Sunday, April 1, 2007

We can think with two heads

I'd really like to hear recordings or watch videos of me singing karaoke when I'm drunk. I want to know if my sense of pitch and timing actually improves as much as I feel like it does.

My voice is back! And by that I mean that the 5-6 full notes that I had lost off of my full-voice high range have returned heartily and have brought with them about 4 notes of head voice that I am not used to having. With all the driving I do (to work, from work, to Raleigh, from Raleigh, to 503C N. Greensboro St and from 503C N. Greensboro St), it's no wonder my range is improving. I sing in the car. I mean I really really sing in the car. It's not good for my voice because it's difficult to achieve full breath support in a seated position, but that hasn't stopped me. I have gotten to the point where I really don't care about people watching me from other cars. In fact, sometimes I make eye contact with them while I am singing. This freaks them out a little and they turn away. Whatever. They all do it too, just not as conspicuously.

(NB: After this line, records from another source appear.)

PR #1944, opened 2026-07-23
feat(providers): auto-discover available models

xuing:
> **AI model(s) used (required):** Claude Fable 5, GPT-5.6 Sol Ultra 

## Type of Changes

- [x] ✨ New feature (feat)

## Description

The options page now quietly fetches each provider's current model list and merges it into the existing model dropdown, so newly released models are selectable without waiting for an extension release (the pain in #1938). No new UI and no user action needed.

**Design**

- One declarative registry (`MODEL_DISCOVERY_DESCRIPTORS`) maps a provider to `{ kind, baseURL }`; a `kind` is a shared response shape (`openai-compatible`, `google`, `anthropic`, `deepinfra`), not a per-provider code path. Adding/removing a provider is a one-line data change.
- Static `LLM_PROVIDER_MODELS` lists remain the source of truth and the always-available fallback; discovered ids only augment the dropdown. Picking an id outside the static enum persists through the existing `isCustomModel`/`customModel` channel — **no schema changes, no request-path changes**.
- Custom providers (OpenRouter, SiliconFlow, …) keep their static dropdown and join the same discovery path via their configured `baseURL`. Only `openai-compatible` keeps the manual custom-model input (its schema requires it), where the existing fetch button still works.
- Discovery reuses `getProviderHeadersWithOverride`, so default provider headers and user-configured `headers`/`baseURL` overrides behave exactly like translation requests.

**Performance / safety**

- Fetches only while the provider form is open, cached for 5 minutes per provider, in-flight requests cancelled via `AbortSignal` when the config changes, no retries.
- API key input is debounced and trimmed before any request; failures are silent and simply leave the static list in place (`meta.suppressToast`).
- Keys travel only in request headers — never in URLs; the react-query cache key uses a SHA-256 fingerprint, never the key itself.

Both Codex review points are addressed: DeepInfra discovery uses its public catalog (`/models/list`) instead of the chat-completions prefix, and named custom providers keep their static model dropdown.

## Related Issue

Refs #1938

## How Has This Been Tested?

- [x] Added unit tests

Unit tests cover the response shapes, pagination, capability filtering, header injection, baseURL overrides, and that keys never appear in URLs; component tests cover the automatic dropdown merge, custom-model routing, manual-entry toggle, debounce, and the silent-failure fallback. Full suite passes, `oxlint --type-aware` clean.

## Checklist

### DIFF
--- a/.changeset/eight-planets-listen.md
+++ b/.changeset/eight-planets-listen.md
@@ -1,0 +1,5 @@
+---
+"@read-frog/extension": minor
+---
+
+feat(providers): auto-discover available provider models
--- a/src/entrypoints/options/pages/api-providers/provider-config-form/__tests__/translate-model-selector.test.tsx
+++ b/src/entrypoints/options/pages/api-providers/provider-config-form/__tests__/translate-model-selector.test.tsx
@@ -317,28 +317,20 @@ describe("translateModelSelector", () => {
 
   it("loads public models automatically and routes a discovered id through custom model storage", async () => {
     const fetchMock = vi.fn<typeof fetch>().mockResolvedValue(
-      jsonResponse([
-        {
-          model_name: "new-chat-model",
-          reported_type: "text-generation",
-          deprecated: null,
-          private: 0,
-        },
-        {
-          model_name: "another-chat-model",
-          reported_type: "text-generation",
-          deprecated: null,
-          private: 0,
-        },
-        { model_name: "image-model", reported_type: "text-to-image" },
-      ]),
+      jsonResponse({
+        data: [
+          { id: "new-chat-model", metadata: { tags: ["chat"] } },
+          { id: "another-chat-model", metadata: { tags: ["chat"] } },
+          { id: "image-model", metadata: { tags: ["image-gen"] } },
+        ],
+      }),
     )
     vi.stubGlobal("fetch", fetchMock)
 
     renderSelector(deepInfraProviderConfig)
 
     await waitFor(() => {
-      expect(fetchMock).toHaveBeenCalledWith("https://api.deepinfra.com/models/list", {
+      expect(fetchMock).toHaveBeenCalledWith("https://api.deepinfra.com/v1/openai/models", {
         headers: {},
         signal: expect.any(AbortSignal),
       })
@@ -422,7 +414,7 @@ describe("translateModelSelector", () => {
     const fetchMock = vi
       .fn<typeof fetch>()
       .mockResolvedValue(
-        jsonResponse([{ model_name: "new-chat-model", reported_type: "text-generation" }]),
+        jsonResponse({ data: [{ id: "new-chat-model", metadata: { tags: ["chat"] } }] }),
       )
     vi.stubGlobal("fetch", fetchMock)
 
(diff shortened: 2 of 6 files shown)


mengxi-ream:
Thanks for putting this together and for the thorough test coverage. Automatic model discovery is useful, but we do not think the current persistence design is something we can merge.

The main blocker is that it removes a single source of truth for the selected model. When a discovered model is not in the bundled enum, the implementation keeps the previous enum-backed value in `model.model`, sets `isCustomModel: true`, and stores the actual selected model in `customModel`. This creates several problems:

- `model.model` can look authoritative while containing a stale fallback rather than the selected model.
- `isCustomModel` is redefined from manual custom entry to “anything not in the bundled static list,” even when the model came from the provider's official catalog.
- The UI presents the value as a normal discovered option, while the persisted configuration represents it as a custom model.
- The Zod schema validates the fields independently but does not express which value is authoritative or enforce the corresponding invariants.
- The representation can change across releases: a model discovered today is stored as custom even if it becomes a bundled model later.
- Every future consumer must remember to resolve the conditional fields correctly and must never read `model.model` directly.
- The selector also relies on overriding the autosave field's normal change handler to keep discovered IDs out of the enum field, which makes the design fragile and harder to maintain.

Avoiding a schema change moves the complexity into hidden state and ambiguous persisted semantics. We would prefer a single canonical model ID, with the source represented separately (for example, `builtin | discovered | manual`), or an equivalent discriminated-union design that makes the selected value unambiguous.

Because addressing this requires redesigning the underlying model representation rather than making another incremental patch, we are closing this PR. Thanks again for the contribution and for exploring this direction.

xuing:
> Thanks for putting this together and for the thorough test coverage. Automatic model discovery is useful, but we do not think the current persistence design is something we can merge.
> 
> The main blocker is that it removes a single source of truth for the selected model. When a discovered model is not in the bundled enum, the implementation keeps the previous enum-backed value in `model.model`, sets `isCustomModel: true`, and stores the actual selected model in `customModel`. This creates several problems:
> 
> * `model.model` can look authoritative while containing a stale fallback rather than the selected model.
> * `isCustomModel` is redefined from manual custom entry to “anything not in the bundled static list,” even when the model came from the provider's official catalog.
> * The UI presents the value as a normal discovered option, while the persisted configuration represents it as a custom model.
> * The Zod schema validates the fields independently but does not express which value is authoritative or enforce the corresponding invariants.
> * The representation can change across releases: a model discovered today is stored as custom even if it becomes a bundled model later.
> * Every future consumer must remember to resolve the conditional fields correctly and must never read `model.model` directly.
> * The selector also relies on overriding the autosave field's normal change handler to keep discovered IDs out of the enum field, which makes the design fragile and harder to maintain.
> 
> Avoiding a schema change moves the complexity into hidden state and ambiguous persisted semantics. We would prefer a single canonical model ID, with the source represented separately (for example, `builtin | discovered | manual`), or an equivalent discriminated-union design that makes the selected value unambiguous.
> 
> Because addressing this requires redesigning the underlying model representation rather than making another incremental patch, we are closing this PR. Thanks again for the contribution and for exploring this direction.

Fair. I understand. Thanks for your review.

Is it just me, or are there a lot of cute girls coming out of the woodwork? I've met some pretty awesome ladies in the last few weeks. Thanks ladies, for being cute and awesome.


Ok, here's the issue I want to address today: at what point does a man expressing physical attraction for women (not a woman, mind you, but women in general) take the jump from playful to disrespectful?

The reason I pose this question: I work in a restaurant. A lot of pretty girls come into this restaurant to eat, and the male waiters tend to talk very openly about girls they find attractive. I am very careful not to turn the conversations dirty every time, and in fact I rarely am the catalyst of dirty conversations. I usually say something like "The girl at table 12 is cute." The word "cute" can be replaced by other words (pretty, gorgeous, smokin, bangin, etc.) showing the degree of my personal attraction to the girl in question. I personally don't think that any of these words imply any kind of disrespect for that girl. As a waiter I am not in a position to converse with every good looking girl that comes into the building, and thusly I cannot be blamed for basing my attractions entirely on looks.

All of this seems fairly obvious to me. Yet I am still chastised by some female members of the staff for being so shallow. These girls seem to think that I am incapable of seeing past looks when it comes to relationships and that I am therefore some sort of horny pig. The way I see it, judging coworkers on their behavior at work, especially at a job like waiting tables, is in itself very shallow. But beyond that, I think men are entitled to a little bit of banter about the opposite sex without being assumed to be womanizers. Being attracted to a girl physically does not speak to my willingness to pursue that girl any more than not finding a girl physically attractive speaks to my unwillingness to pursue her.

I am not ignoring, however, the double standard that plagues women in this society, especially in these situations. I may be in the minority when I say that it would take a lot more than a girl telling me what guys she's attracted to in the restaurant for me to think that she's some sort of sex addict. I guess what I'm really saying is that the ability of a man to be sensitive and respectful and the ability of a man to be lustful are not mutually exclusive. As with most such issues, the majority of men are somewhere in the middle. It's not fair to assume that each man is on one extreme or the other.

If any girls are reading this, I'd love to hear some feedback. (and I'd love to have your phone number too. We could have some chicken, maybe some sex...you know...see what happens.)